Pârvu Ovidiu, Gilbert David
Department of Computer Science, Brunel University, Kingston Lane, Uxbridge, UB8 3PH, London, UK.
BMC Syst Biol. 2014 Dec 2;8:124. doi: 10.1186/s12918-014-0124-0.
Computational models play an increasingly important role in systems biology for generating predictions and in synthetic biology as executable prototypes/designs. For real life (clinical) applications there is a need to scale up and build more complex spatio-temporal multiscale models; these could enable investigating how changes at small scales reflect at large scales and viceversa. Results generated by computational models can be applied to real life applications only if the models have been validated first. Traditional in silico model checking techniques only capture how non-dimensional properties (e.g. concentrations) evolve over time and are suitable for small scale systems (e.g. metabolic pathways). The validation of larger scale systems (e.g. multicellular populations) additionally requires capturing how spatial patterns and their properties change over time, which are not considered by traditional non-spatial approaches.
We developed and implemented a methodology for the automatic validation of computational models with respect to both their spatial and temporal properties. Stochastic biological systems are represented by abstract models which assume a linear structure of time and a pseudo-3D representation of space (2D space plus a density measure). Time series data generated by such models is provided as input to parameterised image processing modules which automatically detect and analyse spatial patterns (e.g. cell) and clusters of such patterns (e.g. cellular population). For capturing how spatial and numeric properties change over time the Probabilistic Bounded Linear Spatial Temporal Logic is introduced. Given a collection of time series data and a formal spatio-temporal specification the model checker Mudi ( http://mudi.modelchecking.org ) determines probabilistically if the formal specification holds for the computational model or not. Mudi is an approximate probabilistic model checking platform which enables users to choose between frequentist and Bayesian, estimate and statistical hypothesis testing based validation approaches. We illustrate the expressivity and efficiency of our approach based on two biological case studies namely phase variation patterning in bacterial colony growth and the chemotactic aggregation of cells.
The formal methodology implemented in Mudi enables the validation of computational models against spatio-temporal logic properties and is a precursor to the development and validation of more complex multidimensional and multiscale models.
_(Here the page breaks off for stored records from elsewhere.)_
PR #19, opened 2022-09-17
Add ExtismContext to SDK + better errors for failed register/update

zshipko:
- Adds `ExtismContext` instead of global `PLUGINS` registry
   - Adds `extism_context_new`, `extism_context_free` and `extism_context_reset`
   - Requires updating nearly every SDK function to add context parameter
- Renames some SDK functions to follow better naming conventions
   - `extism_plugin_register` -> `extism_plugin_new`
   - `extism_output_get` -> `extism_plugin_output_data`
   - `extism_output_length` -> `extism_plugin_output_length`
   - `extism_call` -> `extism_plugin_call`
- Updates `extism_error` to return the context error when -1 issued for the plug-in ID
- Adds `extism_plugin_free` to remove an existing plugin
- Updates SDKs to include these functions
  - It looks like only Rust, OCaml, Python, PHP, C++ have the ability to write destructors, while Haskell, Ruby, Go, C and Node will require users to call the `free` method - do we want to keep it like this? I think it's nice to take advantage of the automatic cleanup when possible, but also see the value in having the SDKs match.
- 100% coverage for all SDKs (except C++, since it can use C functions directly for some operations)


rust/src/lib.rs
```diff
@@ -37,26 +43,40 @@ impl Plugin {
...
+            let buf = buf.to_str().unwrap().to_string();
+            return Err(Error::UnableToLoadPlugin(buf));
         }
 
         Ok(Plugin(plugin as isize))
     }
 
-    pub fn update(&mut self, data: impl AsRef<[u8]>, wasi: bool) -> bool {
-        unsafe {
+    pub fn update(&mut self, data: impl AsRef<[u8]>, wasi: bool) -> Result<bool, Error> {
```
bhelx, line 55: 🥳

nilslice:
> It looks like only Rust, OCaml, Python, PHP, C++ have the ability to write destructors [...]

While I agree it's nice to keep the SDKs consistent with each other, in this case I'd personally prefer to leverage all the features in any respective language. So using the destructor options where they are available is maybe more idiomatic. 

Thoughts?

ruby/lib/extism.rb
```diff
@@ -74,5 +91,9 @@ def call(name, data, &block)
       buf = C.extism_output_get(@plugin)
       return block.call(buf, out_len)
     end
+    
+    def destroy()
+      C.extism_plugin_destroy(@plugin)
+    end
```
bhelx, line 103: This comment applies to any languages with GC, but since we initialize a plugin when we initialize the object, should we also destroy the plugin when the object gets freed by the GC? In ruby these are called "finalizers". In python i think there is also a way to hook into this. We could also use context managers.

bhelx: The more I think about it, the more I think it's maybe a bad idea. Because there could be cases where the GC collects an object but the plugin isn't done working and it would be a very tricky thing to debug. It's probably better to keep this explicit and just make sure that people understand that they are allocating this plugin and may need to deallocate it themselves explicitly if they are creating many of them.

zshipko: I wasn’t able to find information about finalizers in Ruby. But I think it would be ideal to use finalizers when possible and if we find out there is some kind of lifetime issue we can fix that - I don’t think it will be an issue in practice.

In Python we’re using the __del__ method to do the cleanup.

bhelx: > What is the typical way of doing finalization in Ruby?

The semantics for this in ruby a little weird. I see in python that the GC eventually will call `__del__` for you if the reference count goes to 0.
In ruby you can define a finalizer in the initializer:

```ruby
class Plugin  
  def initialize(wasm, wasi=false, config=nil)
    # ...
    ObjectSpace.define_finalizer(self, proc { |_id| self.destroy } )
  end
end
```

> But I think it would be ideal to use finalizers when possible and if we find out there is some kind of lifetime issue we can fix that - I don’t think it will be an issue in practice.

My concern would be someone say creating a plugin and firing off a call to it from a web-request. then the plugin object goes out of scope and gets garbage collected when the request is done (but maybe the plugin is not done). It does seem like there is no asynchronous way to do a call though. So maybe that's not a problem since call has to return (meaning work is done). I've yet to observe or test this just thinking out loud.

zshipko: Ah that is an interesting point, I wasn’t thinking about the possibility of async plugins. On the Rust side the plug-in is protected by a mutex so I don’t think that can actually happen. Either way that can be something we handle in the Rust code.

I will try adding that to the Ruby SDK, thanks for the example!

zshipko:
I added finalizers for ruby and node, but they aren't exactly reliable. The docs for both mention that the callback may never be called.

We should probably just mention somewhere that if you want to *ensure* a plugin is destroyed you need to manually call the `destroy` method (or equivalent)

ruby/lib/extism.rb
zshipko: I kept getting warnings about the finalizer referencing the object being finalized, but I found a slightly more complex way that works using a global hash from object_ids to plugin ids

runtime/src/sdk.rs
```diff
@@ -113,6 +113,20 @@ pub unsafe extern "C" fn extism_plugin_destroy(plugin: PluginIndex) {
...
+        // Stop at first `Some`
+        if x.is_some() {
+            if i < plugins.len() {
+                plugins.truncate(i)
+            }
+
+            break;
+        }
+    }
 }
```
nilslice, line 130: Nice! Before we merge this, I may add some tests. Now that there is some destructive behavior I think it would be good to have a few checks around what is destroyed/retained and verify that there are no side effects.

zshipko:
@nilslice, `ExtismContext` has been added and all the SDKs are updated (my original comment is also updated to describe the new updates) - I will give it a once over tomorrow and it would be helpful if you could do the same. After this is merged I think it's probably best to start working on using some more of the host functionality in the tests to make sure things are working correctly.

As usual, I'm having some issues with the php SDK, I feel like I may have messed something up. Any help figuring out what's going on there is appreciated, but I will keep poking at it for a little.

nilslice:
Nice! I'll definitely do some testing, and 100% agree it's time to step up the host SDK test coverage. I'll plan to do some work in that department over the next couple of days. This looks like an awesome improvement by the way. 

cc/ @bhelx to get some early eyes on it when you get a moment - especially as to how it impacts your elixir PR.

nilslice:
@zshipko - just finished reviewing the runtime/rust changes and added a few comments and trace logs. Great job on this, I think it's a much more complete package & usable in bigger/sophisticated software projects.

I'll continue the review of the SDKs, and test the fsnotify example after I update it to use these changes.

python/extism/extism.py
```diff
@@ -105,47 +107,107 @@ def _wasm(plugin):
     return wasm
 
 
+class Context:
```
bhelx, line 110: Minor note:

Perhaps this could also support the context manager dunder methods since it semantically maps well to the `with` language feature: https://docs.python.org/3/library/contextlib.html

bhelx:
> cc/ @bhelx to get some early eyes on it when you get a moment - especially as to how it impacts your elixir PR.

It certainly affects the Elixir API but I can quickly refactor to come up with a context equivalent. So if you want to merge before mine go ahead.

python/example.py
```diff
@@ -15,11 +15,11 @@
 hash = hashlib.sha256(wasm).hexdigest()
 config = {"wasm": [{"data": wasm, "hash": hash}], "memory": {"max": 5}}
 
-plugin = Plugin(config)
-
-# Call `count_vowels`
-j = json.loads(plugin.call("count_vowels", data))
-print("Number of vowels:", j["count"])
+with Context() as context:
+    with context.plugin(config) as plugin:
```
bhelx, line 19: My assumption was that the context_free call would also free up any active plugins in memory. Is that the case? If so you could just use the Context block:

```python
with Context() as context:
  plugin = context.plugin(config)
  j = json.loads(plugin.call("count_vowels", data))
  print("Number of vowels:", j["count"])
```

And when it exits it would free up any plugins you created

Would be the same with the other libraries. For example you'd only need to `defer` the context in go.

runtime/src/sdk.rs
```diff
@@ -5,74 +5,135 @@ use std::str::FromStr;
...
+}
+
+/// Free a context
+#[no_mangle]
+pub unsafe extern "C" fn extism_context_free(ctx: *mut Context) {
+    trace!("Freeing context");
+    if ctx.is_null() {
+        return;
+    }
+    drop(Box::from_raw(ctx))
```
bhelx, line 22: Should we iterate the plugins here and free them? It would prevent the progammers from needing to track and clean up the plugins they make in it's scope.

python/example.py
zshipko: True, good point! I will update the example

runtime/src/sdk.rs
zshipko: I believe this does clean up all the plugins automatically since they’re just references to values stored in the `plugins` field. The only reason `extism_plugin_free` exists is if you specifically want the context to outlive the plugin. But now that the context stuff exists we can de-emphasize the need to free plugins.

bhelx: I see, makes sense! I need to re-read about rust lifetimes.

python/example.py
```diff
@@ -11,11 +11,13 @@
...
+# a Context provides a scope for plugins to be managed within. creating multiple contexts
+# is expected and groups plugins based on source/tenant/lifetime etc.
 with Context() as context:
+    wasm = open("../wasm/code.wasm", 'rb').read()
+    hash = hashlib.sha256(wasm).hexdigest()
+    config = {"wasm": [{"data": wasm, "hash": hash}], "memory": {"max": 5}}
+
     plugin = context.plugin(config)
     # Call `count_vowels`
     j = json.loads(plugin.call("count_vowels", data))
```
nilslice, line 23: @zshipko - to me, it makes more sense to demo the code this way so that it's more apparent that a Context should live longer than a plugin (or span across multiple plugins) vs. a single context along with a plugin. Not saying that was the intent of the code previously, but putting the context creation _after_ the plugin configuration made it appear that the context is unique to a single plugin. 

I could have this wrong though, so please let me know if you think otherwise!

nilslice:
Ok, I think the SDKs look great and I've updated the fsnotify example here https://github.com/extism/extism-fsnotify/pull/3/files#diff-2873f79a86c0d8b3335cd7731b0ecf7dd4301eb19a82ef7a1cba7589b5252261 (didn't take much, despite the significant underlying change! 👍)

I'll wait for CI to complete on this PR and then I think it's good to merge as long as you don't have any additional changes @zshipko?

zshipko:
I don’t have any more changes, so it seems ready to merge.

And I agree, we should definitely add some better documentation to each of the SDKs to explain how they each work.

nilslice (approved):
:shipit:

计算模型在系统生物学中对于生成预测起着越来越重要的作用,在合成生物学中作为可执行的原型/设计。对于实际生活(临床)应用,需要扩大规模并构建更复杂的时空多尺度模型;这些模型能够研究小尺度变化如何在大尺度上反映,反之亦然。只有在模型首先经过验证的情况下,计算模型产生的结果才能应用于实际生活应用。传统的计算机模拟模型检查技术仅捕捉无量纲属性(如浓度)如何随时间演变,适用于小规模系统(如代谢途径)。对更大规模系统(如多细胞群体)的验证还需要捕捉空间模式及其属性如何随时间变化,而传统的非空间方法并未考虑这一点。
我们开发并实施了一种针对计算模型的空间和时间属性进行自动验证的方法。随机生物系统由抽象模型表示,该模型假设时间具有线性结构,空间采用伪三维表示(二维空间加上密度度量)。由此类模型生成的时间序列数据作为输入提供给参数化图像处理模块,该模块自动检测和分析空间模式(如细胞)以及此类模式的集群(如细胞群体)。为了捕捉空间和数值属性如何随时间变化,引入了概率有界线性空间时间逻辑。给定一组时间序列数据和一个形式化的时空规范,模型检查器Mudi(http://mudi.modelchecking.org)以概率方式确定形式化规范是否适用于计算模型。Mudi是一个近似概率模型检查平台,它使用户能够在频率主义和贝叶斯方法之间进行选择,基于估计和统计假设检验的验证方法。我们基于两个生物学案例研究,即细菌菌落生长中的相变模式和细胞的趋化聚集,说明了我们方法的表达能力和效率。
Mudi中实现的形式化方法能够针对时空逻辑属性对计算模型进行验证,并且是开发和验证更复杂的多维和多尺度模型的先驱。